Patients with follicular lymphoma [who] did not respond to or recurred after prior therapy experienced a 57% reduction in the risk of disease progression, relapse, or death when treated with tafasitamab [Monjuvi] in addition to two standard drugs compared with patients who received a placebo plus these two drugs. This is according to findings presented during the 66th American Society of Hematology (ASH) Annual Meeting and Exposition.

“Addition of the novel immunotherapy agent tafasitamab to a standard regimen that paired another immunotherapy agent, rituximab, with lenalidomide resulted in clinically meaningful improvement in the number of patients benefiting from treatment and in the duration of benefit,” said principal investigator Laurie H. Sehn, MD, MPH, a clinical professor with the BC Cancer Centre for Lymphoid Cancer and the University of British Columbia in Vancouver, Canada. “This regimen represents a potential new standard of care option for patients with relapsed or refractory follicular lymphoma.”

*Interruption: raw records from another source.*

PR #681, opened 2022-06-11
Worldmap cities

MrCool92:
- Worldmap city circles rendering
image
I still need to figure out how to render actual cities in circles...

- Fixed .fon file loading (big endian stream -> little endian stream)


alexeevdv:
Looks great. Thanks!

Issue #77, opened 2018-01-05
Usability: Implement basic autocomplete using Cobra


kevincwells:
# Proposal
Cobra has built-in functionality to generate both bash and zsh autocomplete configuration for mixer, including all commands and flags. Using this functionality will significantly improve mixer's usability.

There are a number of ways to do this, so design details will likely be filled in when the issue is taken up.

**Note** Cobra also supports advanced, contextual auto-complete for specific functions (e.g. typing `mixer bundle add edi[tab][tab]` autocompletes to `editors`), but those will need to be implemented on a command-by-command basis.

kevincwells:
# Implementation Options
I looked into how some other Cobra apps do this, so I wrote this up mostly as a way to organize my thoughts and pass my learnings on to whoever picks this up (in case it's not me).

## Background
Autocompletion for commandline tools works by sourcing a configuration file that describes the autocomplete options available for a command. Bash and zsh each have their own format for how and where to put these configuration files.

Cobra's autocomplete generation works via the [GenBashCompletion](https://godoc.org/github.com/spf13/cobra#Command.GenBashCompletion) and [GenBashCompletionFile](https://godoc.org/github.com/spf13/cobra#Command.GenBashCompletionFile) commands (and their zsh counterparts). Essentially you create another runnable command, and the business logic of that command calls one of these functions on your apps RootCmd.

## Generating the autocomplete file
### Command in Mixer
This option would involve adding a new command to mixer itself to generate the autocomplete. This is the option taken by [Hugo](https://gohugo.io/commands/hugo_gen_autocomplete/) and [Kubernetes](https://kubernetes.io/docs/tasks/tools/install-kubectl/#enabling-shell-autocompletion).
### Standalone Util
Alternatively, a separate executable could be made in the same package as mixer -- say, `mixer_autocomplete` -- that's sole purpose is to import the root command and generate its autocomplete file. The pros to this is there isn't a command hanging off mixer for autocomplete. The con to this is you have a separate executable that gets built (though obviously doesn't have to be installed)

## What we do with the autocomplete file
### "Installing" it
Hugo takes the approach of writing directly to `/etc/bash_completion.d` (though they let you specify a different path for the completion file). This isn't done automatically (i.e., at hugo install time); you need to manually run `sudo hugo gen completion`, and you must run it with `sudo` due to writing to `/etc`

[...]

PR #198, opened 2018-02-21
Add mixer bash and zsh completion

kevincwells:
Please see #77 (as well as the commit message below) for info on why I implemented this as a separate executable, and what the alternatives were.

Please also note that, as addressed in #77, this only implements _basic_ completion, which includes all of mixer's subcommands and their flags (and known valid arguments for some commands, like `mixer bundle list`). More sophisticated completion (e.g., `mixer bundle add ed[TAB] --> mixer bundle add editors`) is also possible, but will be added on a command-by-command basis.

----

This patch introduces a new `mixer-completion` executable that generates `bash`
and `zsh` completion files for `mixer`. The executable is built via `make`, but not
installed via `make install`. Instead, `make install` runs the executable,
which writes the `bash` and `zsh` completion files to `/etc/bash_completion.d/` and
`/usr/share/zsh/site-functions/`, respectively.

This patch uses Cobra's built-in `bash`/`zsh` completion generation functionality.
Some Cobra applications choose to have this completion-file generation as a
permanent command off the root command (e.g., `kubectl completion bash`). This
patch makes this a stand-alone executable to avoid cluttering the main `mixer`
tool with this functionality. Many Cobra applications also leave creating/
installing these completion files up to the user as a manual, secondary step.
This patch completes these tasks at mixer install time.

### DIFF
--- a/mixer-completion/cmd/completion.go
+++ b/mixer-completion/cmd/completion.go
@@ -1,0 +1,68 @@
+// Copyright © 2018 Intel Corporation
+//
+// Licensed under the Apache License, Version 2.0 (the "License");
+// you may not use this file except in compliance with the License.
+// You may obtain a copy of the License at
+//
+//     http://www.apache.org/licenses/LICENSE-2.0
+//
+// Unless required by applicable law or agreed to in writing, software
+// distributed under the License is distributed on an "AS IS" BASIS,
+// WITHOUT WARRANTIES OR CONDITIONS OF ANY KIND, either express or implied.
+// See the License for the specific language governing permissions and
+// limitations under the License.
+
+package cmd
+
+import (
+	"errors"
+	"os"
+
+	mixerCmd "github.com/clearlinux/mixer-tools/mixer/cmd"
+	"github.com/spf13/cobra"
+)
+
+// CompletionCmd represents the base command for mixer-completion
+var CompletionCmd = &cobra.Command{
+	Use:   "mixer-completion",
+	Short: "Generate autocomplete files for mixer",
+	Long: `Generates autocomplete files for mixer. If no arguments are passed, or if
+'bash' is passed, a bash completion file is written to /etc/bash_completion.d/.
+If 'zsh' is passed, a zsh completion file is written to
+/usr/share/zsh/site-functions/.
+
+These files allow you to type, for example:
+  mixer bun[TAB] -> mixer bundle a[TAB] -> mixer bundle add
+
+Note that this command must be run as root.`,
+	Args:      cobra.OnlyValidArgs,
+	ValidArgs: []string{"bash", "zsh"},
+	RunE: func(cmd *cobra.Command, args []string) error {
+		if len(args) > 1 {
+			return errors.New("mixer-completion takes at most one argument")
+		}
+
+		var shell string
+		if len(args) > 0 {
+			shell = args[0]
+		} else {
+			shell = "bash"
+		}
+
+		var err error
+		switch shell {
+		case "bash":
+			if err = os.MkdirAll("/usr/share/bash-completion/completions", 0755); err != nil {
+				return err
+			}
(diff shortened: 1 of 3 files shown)


mixer-completion/cmd/completion.go
```diff
@@ -0,0 +1,68 @@
...
+		if len(args) > 0 {
+			shell = args[0]
+		} else {
+			shell = "bash"
+		}
+
+		var err error
+		switch shell {
+		case "bash":
+			if err = os.MkdirAll("/etc/bash_completion.d", 0755); err != nil {
```
kevincwells: I went with `0755` here (and below), which is what this directory is on my host system. Anyone have objection?

icarus-sparry: If this is something that we install then clear seems to use

     /usr/share/bash-completion/completions

rchiossi:
It would be nice to be able to generate those files in the user home as well. Maybe as an extra arg?

mixer-completion/cmd/completion.go
kevincwells: I considered putting it there, but I read a number of places (like [this one](https://lists.fedoraproject.org/pipermail/devel/2011-June/153012.html) about Fedora from 2011) that claim `/usr/share/bash-completion/` is where the bash-completion package itself installs some completions (and symlinks to `/etc/bash_completion.d/` to enable/disable), and it is this second location where completions are actually loaded from, and where custom completions are to be installed from packages.

It's entirely possible that's no longer true, or that it was never true for Clear.  The vast majority of places just tell you to put things in `/etc/bash_completion.d/` and don't mention anywhere else.  I did not try putting things in `/usr/share/bash-completion/`, so I don't know if it would pick them up from there, but it does successfully pick them up from `/etc/bash_completion.d/`

kevincwells:
> It would be nice to be able to generate those files in the user home as well. Maybe as an extra arg?

Are you saying instead of `/etc/bash_completions.d/`, or in addition to? I know some people implement custom completions by, say, writing this file to `~/.bash/completions/` and then `source`ing it in their `.bashrc`. But I don't really see a need for supporting that use case if the tool can just set it up automatically at install time.  It would be pretty easy to allow an override path of where to write the file as a flag if we want to support that at some time. Right now I (deliberately) set this up so that the `mixer-completions` executable is not installed, so obviously we wouldn't support additional things like that unless we planned to install it as well.

rchiossi:
What I had in mind as a use case was local development. That way I could have completion without installing the dev version into the system. In that case I would have access to mixer-completions, so not installing wouldn't be an issue. This is a nice-to-have feature, but it is by no means a blocker to this PR.

mixer-completion/cmd/completion.go
icarus-sparry: The point is that for packaging purposes and because we are stateless, we *never* ship anything in /etc. see packages/bash/stateless.patch in the clear source tree for example where we pick up /usr/share/defaults/etc/bash.bashrc rather than /etc/bash.bashrc.

mixer-completion/cmd/completion.go
```diff
@@ -0,0 +1,68 @@
...
+				return err
+			}
+			err = mixerCmd.RootCmd.GenBashCompletionFile("/etc/bash_completion.d/mixer")
```
icarus-sparry: We need this path changed.

kevincwells: Gotcha. And you said above that, on CLR, the correct path would be `/usr/share/bash-completion/completions/mixer`, correct?

kevincwells:
Updated the path for bash completion per @icarus-sparry's feedback, and tested that it still works.

kevincwells:
> @tmarcu: I don't think 60 lines is a lot of clutter. Is there any other specific reason this is a separate executable instead of just 1 command added to the current tool?

It's not about cluttering the code, it's about cluttering the tool. I didn't want to have `completion` show up as one of the commands when you do `mixer -h`, for example.

tmarcu:
@kevincwells ok fair enough reason.

PR #201, opened 2018-02-22
Fix manifest 'previous' header for minversions

matthewrsj:
The 'previous' header for a minversion manifest should be set to itself
instead of the usual previous manifest.

Also fix test error wording.

### DIFF
--- a/swupd/create_manifests.go
+++ b/swupd/create_manifests.go
@@ -147,6 +147,7 @@ func processBundles(ui UpdateInfo, c config) ([]*Manifest, error) {
 		if ver == 0 {
 			ver = ui.lastVersion
 		}
+		bundle.Header.Previous = ver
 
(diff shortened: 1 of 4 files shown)


phmccarty:
From what I can tell, this is not how swupd-server behaves -- previous version is not treated specially.

Consider https://download.clearlinux.org/update/20450/Manifest.MoM

What is the reason behind this change? By "minversion manifest", do you mean the special case where "minversion" is set to the same version you are building?

matthewrsj:
@phmccarty aaahhh, ok. I was trying to avoid the case in my testing where previous was "0" and was basing my expectations off of https://download.clearlinux.org/update/300/Manifest.MoM (so, you know, ancient history).

matthewrsj:
Yeah, current behavior is expected.

PR #207, opened 2018-02-28
 Add a default value for LOCAL_BUNDLE_DIR

kevincwells:
`LOCAL_BUNDLE_DIR` is a new `builder.conf` field introduced in mixer 4.0. It is included in the auto-generated conf from `mixer init`, and it is referenced in the updated documentation (tbd).

Previously, however, it was marked as a "required" flag in the `ReadBuilderConf` function. This meant that existing users, who did not already have this value, were given an error message saying it was
missing, but no useful information about how to fix this.

This patch provides default fall-back value of the user's `PWD + "/local-bundles"` if the field is missing. If this happens, a warning message is output, informing the user to update their conf.

### DIFF
--- a/builder/builder.go
+++ b/builder/builder.go
@@ -356,7 +356,7 @@ func (b *Builder) ReadBuilderConf() error {
 		{`^CERT\s*=\s*`, &b.Cert, true},
 		{`^CLEARVER\s*=\s*`, &b.UpstreamVer, false},
 		{`^FORMAT\s*=\s*`, &b.Format, true},
-		{`^LOCAL_BUNDLE_DIR\s*=\s*`, &b.LocalBundleDir, true},
+		{`^LOCAL_BUNDLE_DIR\s*=\s*`, &b.LocalBundleDir, false},
 		{`^MIXVER\s*=\s*`, &b.MixVer, false},
 		{`^LOCAL_REPO_DIR\s*=\s*`, &b.RepoDir, false},
 		{`^LOCAL_RPM_DIR\s*=\s*`, &b.RPMDir, false},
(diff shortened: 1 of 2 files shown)


kevincwells:
PS - I am open to removing the fall-back PWD value, and instead still making it a mandatory field, but just providing the more-helpful error message. This would be achieved by leaving the "required" field as `false`, so the regular terse error message is skipped, and making the "WARNING" become a fatal error.

Note that while all of this config parsing and default value code goes away with @rchiossi's forthcoming config patch, we will _still_ have the dilemma of "what's a good default value" for a field like this.

rchiossi:
Providing a default looks fine, but I'm not sure you need that warning message. The correct behavior to me would be to either warn and fail for all values or silent use the default for all values. Treating one particular value in a different way seems to just complicate the code and possibly confuse the user.

kevincwells:
> Providing a default looks fine

Where this gets tricky is for new fields like this one and existing users. Yes, that's the entire point of default values -- to "still work" even if the user doesn't have a field defined. My point is just that, the value we choose for the default needs to a) make sense, and b) be communicated to the user somehow (or at least documented). Defaulting to the working directory seems reasonable to me, but might not to someone who uses their `builder.conf` to point to all sorts of different locations and isn't expecting stuff to be written to the working dir as a result.

> Treating one particular value in a different way seems to just complicate the code and possibly confuse the user.

I agree. It's not great to special case values. I added the message because just seeing `buildconf missing entry for variable: LOCAL_BUNDLE_DIR` doesn't actually help an existing user know what to do to fix the problem. What does `LOCAL_BUNDLE_DIR` mean? What are they supposed to set it _to_?

To that point, though, the same is true for basically any value in `builder.conf`.  Perhaps the better solution would be to just amend the current output to say "Please see mixer documentation for how to use builder.conf", and maybe even point to the URL or something (don't like that idea, 'cause URLs change).

rchiossi:
> Defaulting to the working directory seems reasonable to me, but might not to someone who uses their builder.conf to point to all sorts of different locations and isn't expecting stuff to be written to the working dir as a result.

This other person should not expect to be running fine with the defaults. Using the active directory as default is more than resonable.

> Defaulting to the working directory seems reasonable to me, but might not to someone who uses their builder.conf to point to all sorts of different locations and isn't expecting stuff to be written to the working dir as a result.

I don't think we have to go that far. As long as we have a decent explanation of all those values in the documentation, just the mention of that missing value should be enough for the user to find the solution. maybe as a future addition we could have a man page for mixer :)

Lymphoma is a type of cancer that begins in the lymph nodes, part of the body’s immune system. Follicular lymphoma is the most common slow-growing form of B-cell lymphoma, Dr. Sehn said. B cells are white blood cells that play a key role in helping the immune system fight infection. The average patient age at diagnosis is about 60. In its early stages, follicular lymphoma may have no symptoms. By the time patients develop symptoms (such as fatigue, fever, unintentional weight loss, and swelling in the neck, armpit, or groin), the disease may be at an advanced stage.

While several treatment options are available for follicular lymphoma, Dr. Sehn said, none of them cure the disease. Although no clear standard of care currently exists for treating patients with relapsed or refractory disease, the two-drug combination of lenalidomide and rituximab is commonly used in this setting, she said.

The goal of this Phase III study, known as the inMIND trial, was to test whether adding tafasitamab to lenalidomide and rituximab would increase both the duration of remission and the number of patients achieving it, she said. Like rituximab, tafasitamab is a monoclonal antibody, a protein made in a laboratory. Monoclonal antibodies stimulate the immune system to look for, latch onto, and kill cancer cells. Tafasitamab is currently approved by the U.S. Food and Drug Administration for use with lenalidomide to treat diffuse large B-cell lymphoma. Like most monoclonal antibodies, it is given as an intravenous infusion.

A total of 548 patients in 28 countries were enrolled in the inMIND trial. Patients’ median age was 64 years and 55% were men; 45% had relapsed or refractory follicular lymphoma having received at least one prior therapy. Many patients’ cancer had features making it challenging to treat, such as having come back less than two years after initial diagnosis or after multiple prior therapies, or proven refractory to prior anti-CD20 monoclonal antibody therapy.

All patients received lenalidomide and rituximab and were randomly assigned to additional treatment with either tafasitamab or a placebo. The trial was double-blinded, meaning that neither the patients nor their doctors knew who was in which treatment group until the end of the study.

The trial’s primary endpoint was progression-free survival (PFS), defined as the time from start of treatment until a patient’s lymphoma worsened, had come back after an initial response, or the patient’s death due to any cause. Secondary endpoints included the overall response rate, the proportion of patients who showed no evidence of cancer on a positron emission tomography (PET) scan, the safety of treatment, and overall survival.

After a median follow-up of 14.1 months, the median PFS for patients in the tafasitamab group was 22.4 months, compared with 13.9 months for those in the placebo group, representing a 57% improvement in PFS. Improvement in PFS was consistent across subgroups of patients such as those whose cancer had returned within two years and those who had received multiple prior therapies.

Among patients who received tafasitamab, 83.5% responded to treatment, compared with 72.4% of those who received the placebo. In the tafasitamab group, 49.4% showed no evidence of cancer on a PET scan, compared with 39.8% of those in the placebo group. Rates of adverse events were comparable in the two groups.

Longer follow-up is needed to analyze overall survival, Dr. Sehn said. The investigators will continue to follow the patients in the study for five years, she said.

This study was funded by Incyte, the manufacturer of tafasitamab.

This news release was published by the American Society of Hematology on December 10, 2024.